货物预订控制问题强化学习 (Reinforcement Learning for Freight Booking Control Problems)

Booking control problems are sequential decision-making problems that occur in the domain of revenue management. More precisely, freight booking control focuses on the problem of deciding to accept or reject bookings: given a limited capacity, accept a booking request or reject it to reserve capacity for future bookings with potentially higher revenue. This problem can be formulated as a finite-horizon stochastic dynamic program, where accepting a set of requests results in a profit at the end of the booking period that depends on the cost of fulfilling the accepted bookings. For many freight applications, the cost of fulfilling requests is obtained by solving an operational decision-making problem, which often requires the solutions to mixed-integer linear programs. Routinely solving such operational problems when deploying reinforcement learning algorithms may be too time consuming. The majority of booking control policies are obtained by solving problem-specific mathematical programming relaxations that are often non-trivial to generalize to new problems and, in some cases, provide quite crude approximations.

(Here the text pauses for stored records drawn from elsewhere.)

PR #2773, opened 2025-03-13
Persist stake table from `add_epoch_root`

tbro:
Persist stake table from `add_epoch_root`

### DIFF
--- a/types/src/v0/impls/stake_table.rs
+++ b/types/src/v0/impls/stake_table.rs
@@ -30,7 +30,7 @@ use itertools::Itertools;
 use thiserror::Error;
 
 use super::{
-    traits::{MembershipPersistence, SequencerPersistence, StateCatchup},
+    traits::{MembershipPersistence, StateCatchup},
     v0_3::{DAMembers, StakeTable, StakeTables},
     Header, L1Client, Leaf2, NodeState, PubKey, SeqTypes,
 };
--- a/types/src/v0/impls/stake_table.rs
+++ b/types/src/v0/impls/stake_table.rs
@@ -306,7 +306,7 @@ impl EpochCommittees {
         }
     }
 
-    /// Get the stake tables. Try to load from persistence and fall back to fetching from l1.
+    /// Get the stake table by epoch. Try to load from DB and fall back to fetching from l1.
     async fn get_stake_table(
         &self,
         epoch: Epoch,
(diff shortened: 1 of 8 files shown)


bfish713 (commented):
Can we add some tests for the both FS and SQL storing and loading the stake table

types/src/v0/impls/stake_table.rs
```diff
@@ -299,6 +305,37 @@ impl EpochCommittees {
...
+            .await
+            .map_err(GetStakeTablesError::PersistenceLoadError)?
+        {
+            Ok(stake_tables)
+        } else {
+            self.l1_client
+                .get_stake_table(contract_address.to_alloy(), l1_block)
+                .await
+                .map_err(GetStakeTablesError::L1ClientFetchError)
+        }
```
bfish713, line 328: We need to actually store the stake table here right?

bfish713 (changes requested):
We never call `store_stake`

types/src/v0/impls/stake_table.rs
tbro: Yea I changed it b/c I think we should try from persistence before we attempt fetching from the l1. But I guess we should do both: try `load_stake`, if that fails, fetch_from_l1, if that succeeds, persist.

tbro: ea89daf2756d620fa1330bbc2f0ffb20be99f9b9

tbro:
> Can we add some tests for the both FS and SQL storing and loading the stake table

added tests to both fs and sql.

bfish713 (approved):

types/src/v0/impls/stake_table.rs
```diff
@@ -299,6 +310,37 @@ impl EpochCommittees {
...
     }
+
+    /// Get the stake table by epoch. Try to load from DB and fall back to fetching from l1.
+    async fn get_stake_table(
+        &self,
+        epoch: Epoch,
+        contract_address: Address,
+        l1_block: u64,
+    ) -> Result<StakeTables, GetStakeTablesError> {
+        if let Some(stake_tables) = self
```
imabdulbasit, line 321: I think this will always return None when calling add_epoch_root()

tbro: Possibly in the current code, yes. But I think in the future we will be storing stake from other parts of the code which may run before `add_epoch_root`.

In this work, we propose a two-phase approach: we first train a supervised learning model to predict the objective of the operational problem, and then we deploy the model within reinforcement learning algorithms to compute control policies. This approach is general: it can be used every time the objective function of the end-of-horizon operational problem can be predicted, and it is particularly suitable to those cases where such problems are computationally hard. Furthermore, it allows one to leverage the recent advances in reinforcement learning as routinely solving the operational problem is replaced with a single prediction. Our methodology is evaluated on two booking control problems in the literature, namely, distributional logistics and airline cargo management.

翻译：记录控制问题是在收入管理领域出现的顺序决策问题。更确切地说,货运预订控制侧重于决定接受或拒绝预订的问题:在能力有限的情况下,接受订票请求或拒绝它为未来订票能力储备,而收入可能较高。这个问题可以作为一个有限和偏差的动态程序来拟订,接受一套要求,在订票期结束时产生利润,这取决于完成所接受订票的费用。对于许多货运应用程序来说,满足要求的成本是通过解决一个业务决策问题获得的,这往往要求采用混合整数线性程序的解决办法。在部署强化学习算法时,例行解决这类业务问题的办法可能耗时过长。大部分订票政策是通过解决特定问题的数学编程松动程序获得的,而这种程序往往不切实际地用来概括新的问题,在某些情况下,提供相当粗略的近似的估算。在这项工作中,我们提出一个两阶段的解决方案:我们首先训练一个监督学习模型,用来预测最新固定的指数目标,也就是一个目标强化,然后我们用一个模型来学习总的运算法。